Le sport n’a jamais été sa priorité, mais les temps changent au Vatican. Le plus petit Etat au monde s’est doté au début de l’année de sa première fédération sportive, dédiée à l’athlétisme. Un premier pas vers la création souhaitée d’un comité national olympique.
Une délégation du Vatican défilera-t-elle un jour à la cérémonie d’ouverture des Jeux olympiques ? Peut-être. Aux Jeux de Paris 2024 ? Possible. Le ministre des Sports du Saint-Siège, Monseigneur Melchor Sanchez de Toca, y travaille. Présent la semaine passée à Monaco pour le Forum international Peace and Sport, il l’a expliqué à FrancsJeux.
FrancsJeux : Fait-on du sport au Vatican ?
Melchor Sanchez de Toca : Nous avons une petite réalité sportive. Modeste, certes, mais réelle. Nous avons créé en janvier 2019 notre première fédération, Athletica Vaticana, pour l’athlétisme. J’en suis le président.

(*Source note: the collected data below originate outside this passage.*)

Issue #1693, opened 2026-08-27
yq: --ascii-output does nothing in the compact JSON M2 fast path


newhoggy:
**Severity: Low** (cosmetic escaping divergence; no data loss, no crash)

## Summary

`succinctly yq -o=json -I=0 --ascii-output '.'` does not escape non-ASCII characters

Nous pratiquons aussi le football, le taekwondo, le cricket. Avec cinq ou six de ces réalités sportives, nous pourrions constituer un comité national olympique. Et pouvoir défiler, un jour, aux Jeux olympiques. Nous ne voulons pas lutter pour les médailles. Notre comité olympique serait surtout symbolique. Mais cela permettrait de montrer que les valeurs de l’olympisme peuvent être partagées par les chrétiens.
Quels rapports entretenez-vous avec les grandes organisations sportives internationales, dont le CIO ?
Le conseil pontifical, le gouvernement du Saint-Siège, possède un ministère de la Culture et du Sport. Je m’occupe du sport. Depuis 5 ans, nous entretenons des relations avec le CIO, le comité olympique italien (CONI), le comité international paralympique (IPC), les fédérations internationales… J’ai été invité par le CIO aux Jeux de Rio 2016. Aux Jeux d’hiver de PyeongChang 2018, le Vatican a été invité pour la première fois au titre d’observateur.
Que recherchez-vous auprès du mouvement sportif international ?
Je crois qu’il est devenu important de créer des relations entre les communautés religieuses et les grandes organisations sportives. Il n’est pas question de faire du prosélytisme, mais nous voulons servir les hommes et les femmes de notre temps. Il faudrait mieux travailler ensemble. Le sport peut aider les communautés religieuses à combattre les pathologies de la religion, dont le fondamentalisme. Dans l’autre sens, la religion peut aider le monde du sport en lui apportant des vitamines éthiques et morales.
Vous pensez qu’il en a aujourd’hui grand besoin ?
Le sport professionnel est devenu une industrie et un énorme marché. Nous devons en tenir compte. Les gens sont très attirés par le spectacle du sport. Cela veut dire que le sport touche quelque chose de profond chez l’individu. Mais il faut aider cette industrie à se doter d’un code de régulation éthique, en mettant toujours la personne au centre du sport. Le sport doit être un moyen, pas une fin. Une voix extérieure au monde du sport, comme celle de l’église, peut aider à repositionner les valeurs fondamentales du sport.
Comment le CIO accueille-t-il votre projet de création d’un comité national olympique du Vatican ?
Nos rapports avec le CIO sont excellents. Nous avons des échanges constants. Mais nous voudrions donner plus de stabilité à ces relations, dans la perspective de la création d’un comité olympique du Vatican.
Votre projet de création d’un comité national olympique est-il à court ou long terme ?
Je dirais à moyen terme. Nous avons commencé par l’athlétisme. J’ai profité de ma venue à Monaco, au Forum Peace and Sport, pour me rendre au siège de World Athletics. Nous avons débuté des discussions pour l’affiliation de notre fédération. Elle est encore modeste, nous aurons peut-être 90 licenciés en début d’année prochaine. Mais si nous obtenons la reconnaissance par une fédération internationale, le processus sera plus facile avec les autres. Lorsque nous aurons cinq disciplines sportives affiliées à leurs fédérations internationales respectives, nous pourrons penser à la constitution d’un comité national olympique.
Le Vatican défilera-t-il à la cérémonie d’ouverture des Jeux de Paris 2024 ?
Cela me semble réaliste, même s’il faut résoudre des difficultés de nature légale. Nous avons quelques nœuds à démêler, le Vatican n’étant pas un pays comme les autres. La citoyenneté vaticane existe, mais elle est reliée à la fonction. Le Vatican recense actuellement 600 citoyens et 823 résidents. Composer avec ces particularités constitue un défi, certes, mais un défi intéressant pour tout le monde car il faudra savoir se monter créatifs.